Comment a-t-il géré son sprint ? "Juste avant l’arrivée, je m’étais placé derrière un Quick Step et je sentais que les autres de cette équipe voulaient se placer devant moi, sans doute pour laisser un trou par rapport au premier de leur coureur, mais je ne les ai pas laissé faire", répond-il. "Ce qui m’a permis d’aborder le sprint bien placé. Comme nous étions passés une première fois sur la ligne d’arrivée sur le circuit local, je savais qu’il fallait lancer le sprint après le dernier virage. Ce que j’ai fait. Je suis vraiment content avec cette victoire ! J’avais hésité à venir sur cette épreuve. Mais mon équipe m’a convaincu en me disant que j’avais 80 % de chances de m’imposer…"

Il l’a fait ce dimanche. Et il peut aussi penser désormais à la victoire finale, lui qui a pris le maillot jaune de leader.

"Mais attention, je n’ai pas beaucoup d’avance et les Quick Step sont solides et nombreux à être bien placés au classement général", prévient-il. "C’est loin d’être fini ! Surtout que mon coéquipier Monfort, qui connaît bien la région de l’arrivée, ce lundi, m’a prévenu que le final y sera dur.

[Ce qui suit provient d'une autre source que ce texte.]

PR #5446, opened 2026-07-09
fix(parser): split "and he/she <verb>" gendered-pronoun compound continuations

### LINKED ISSUE #5445: parser: compound "and he/she <verb>" gendered-pronoun continuation strict-fails (Machine Man, Model X-51)
## Summary

A bare gendered pronoun ("he"/"she") used as an Oracle-text subject refers to the card itself (CR 109.3 + CR 201.4b). In a **compound** effect chain, the clause-boundary splitter recognizes the singular anaphor `it <verb>` as a subject-predicate clause start but omits the gendered pronouns, so the second conjunct falls through to the imperative-only path and fails closed to `Effect::Unimplemented { name: "he" }`.

## Repro (verified live parse on current `main`)

**Machine Man, Model X-51** — `Whenever you cast a noncreature spell, put a +1/+1 counter on Machine Man and he gains flying until end of turn.`

Current parse:
- primary: `PutCounter { P1P1, SelfRef }` ✅
- sub_ability: `Unimplemented { name: "he", description: "he gains flying" }` ❌

The equivalent `... and it gains flying ...` parses correctly to a `Flying` grant, and the standalone `he gains flying` also parses correctly (`parse_subject_application` maps "he"/"she" to `SelfRef`). Only the **compound continuation** with a gendered pronoun is dropped.

## Root cause

`starts_bare_and_clause_lower` (`crates/engine/src/parser/oracle_effect/sequence.rs`) lists `it gains`/`it gets`/`it has`/`it loses`/`it doesn't`/`it can't`/`it cannot` as valid clause-boundary starts, but has no `he`/`she` counterpart. Without the split the conjunct never reaches the subject-predicate parser.

## Proposed fix

Add a composed `("he"|"she") × (gains|gets|has|loses|doesn't|can't|cannot)` arm mirroring the singular `it` verb set (not the plural `they` arm, which excludes P/T `get`). This is a parser-only change — no new engine type or runtime; the grant reuses the existing `SelfRef` continuous-modification path.

davion-knight:
Fixes #5445.

## Problem

A bare gendered pronoun ("he"/"she") used as an Oracle-text subject refers to the card itself (CR 109.3 + CR 201.4b). In a compound effect chain the clause-boundary splitter (`starts_bare_and_clause_lower`) recognized the singular anaphor `it <verb>` as a subject-predicate clause start but omitted the gendered pronouns, so a conjunct like **Machine Man, Model X-51**'s

> Whenever you cast a noncreature spell, put a +1/+1 counter on Machine Man **and he gains flying** until end of turn.

fell through to the imperative-only path and failed closed to `Effect::Unimplemented { name: "he" }`. (The `... and it gains flying ...` form and the standalone `he gains flying` both already parse correctly.)

## Fix

Add a composed `("he"|"she") × (gains|gets|has|loses|doesn't|can't|cannot)` arm mirroring the singular `it` verb set — **not** the plural `they` arm, which excludes P/T `get` for its conditional-rider path. The split routes the conjunct through the subject-predicate parser, where `parse_subject_application` already maps "he"/"she" to `SelfRef`. Pronoun × verb are composed rather than enumerated per permutation (per the parser's combinator conventions).

Parser-only: no new engine type, variant, or runtime — the grant reuses the existing `SelfRef` continuous-modification path.

## Verification

- **Live parse (before → after):** Machine Man's `he gains flying` conjunct goes from `Unimplemented { name: "he" }` → `sub_ability` granting `AddKeyword(Flying)` on `SelfRef`, `UntilEndOfTurn` — matching the `it`-form parse. `she gains`, `he gets +1/+1`, `he loses …` variants likewise resolve.
- **No regressions:** full-corpus parser-gap sweep is unchanged at 3977 unsupported cards. The new split only fires on `and he/she <verb>` boundaries, which previously always produced `Unimplemented`, so it cannot alter a currently-working parse.
- **Test:** added `bare_and_clause_starts_on_gendered_pronoun_subjects` next to the existing `it`/`they` boundary tests (positive verb-axis coverage + negative guards for non-continuous tails).
- `cargo check -p engine` + `cargo fmt` clean.

### DIFF
--- a/crates/engine/src/parser/oracle_effect/sequence.rs
+++ b/crates/engine/src/parser/oracle_effect/sequence.rs
@@ -2539,7 +2539,7 @@ fn starts_bare_and_clause_lower(s: &str) -> bool {
     // subject-predicate clause start — the same guarantee as the "it <verb>" arms
     // above — so split it here. Without the split the conjunct is fed to the
     // imperative-only `parse_imperative_effect`, which has no subject-predicate
-    // path and fails it closed to `Effect::Unimplemented { name: "he" }`.
+    // path and fails it closed to an unimplemented effect named for the pronoun.
     // Splitting routes it through `parse_clause_ast`, where
     // `parse_subject_application` maps "he"/"she" to `SelfRef`
     // (subject.rs `matches!(lower, "he" | "she")`). The pronoun axis is composed
@@ -10728,7 +10728,7 @@ mod tests {
     /// same guarantee as the singular "it <verb>" arms. Machine Man, Model X-51:
     /// "put a +1/+1 counter on ~ and he gains flying until end of turn". Without
     /// the split the conjunct falls to the imperative-only path and fails closed
-    /// to `Effect::Unimplemented { name: "he" }`. The verb set mirrors the
+    /// to an unimplemented effect named for the pronoun. The verb set mirrors the
     /// singular "it" arms (continuous gains/gets/has/loses + restriction
     /// doesn't/can't/cannot), NOT the plural "they" arm (which excludes P/T
     /// "get" for its conditional-rider path).
--- a/crates/engine/src/parser/oracle_effect/sequence.rs
+++ b/crates/engine/src/parser/oracle_effect/sequence.rs
@@ -2531,6 +2531,37 @@ fn starts_bare_and_clause_lower(s: &str) -> bool {
         value((), tag("players can't ")),
         value((), tag("players cannot ")),
     )))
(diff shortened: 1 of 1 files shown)


matthewevans (approved):
Reviewed current head 5834b010334218c4cf067692faef5172cba9a46c: the parser split is at the existing subject-predicate boundary seam, composes the pronoun and verb axes, keeps negative guards for non-continuous clauses, and the current parse-diff is limited to Machine Man gaining the intended Flying grant while removing the stale duration from the counter effect.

Ce seront donc les jambes qui parleront dans la dernière côte."

Et il espère qu’elles parleront aussi bien que ce dimanche !


Fabio Aru : "Satisfait de ma condition"

Victime d’une chute samedi dans la première étape, Fabio Aru a passé une meilleure journée, ce dimanche. L’Italien, qui effectue sa reprise sur le Tour de Wallonie après deux mois d’absence, a terminé dans le premier groupe, celui des favoris de l’épreuve wallonne.

“Il y avait pas mal de côtes et je me suis bien senti dans les montées”, commente le leader de la formation UAE Emirates, qui a tenté d’éviter le sprint du premier groupe en attaquant à quatre kilomètres de l’arrivée. “Je suis assez satisfait de ma condition.”


Monfort : "Tim est tellement fort !"

Le Wallon aura du boulot, ce lundi, sur l’étape qui arrive dans sa région.

L’accolade de remerciement donnée par Tim Wellens à ses coéquipiers a été sincère, ce dimanche, en plein cœur de Namur, quelques secondes après sa victoire de la deuxième étape. Parmi les coéquipiers de Lotto-Soudal, il y avait le capitaine de route Maxime Monfort, qui est arrivé dans le deuxième groupe.

"C’est une belle victoire pour l’équipe, sourit le coureur wallon. Je suis très content. C’est un bonheur similaire à une victoire personnelle. Car je prends beaucoup de plaisir à me sacrifier au service du collectif. Et surtout pour un leader comme Tim. Toute la journée, je l’ai protégé au mieux. Ce qui n’était pas simple. Et puis nous avons ensuite fait un gros tempo dans la montée de Tienne-aux-Pierres, comme nous l’avions prévu. Ce n’était pas évident car il y avait de la bagarre ! Et nous avons pris des risques. Car après ce forcing, le bon groupe est sorti. Avec Tim, mais sans coéquipier. Et il était face à cinq… Quick Step. Mais Wellens est tellement fort et tellement sûr de lui que ça a réussi !"

Le Wallon sait qu’il aura du boulot, ce lundi, pour l’étape qui arrive à La Roche-aux-Ardennes, sa région d’origine.

"Mais c’est ce que nous voulions avec cette victoire d’étape et ce maillot jaune à défendre, termine Monfort. Et il faut aussi savoir se sacrifier. Je pense que j’aurais pu par exemple terminer dans le premier groupe. Mais pas conclure comme Tim l’a fait."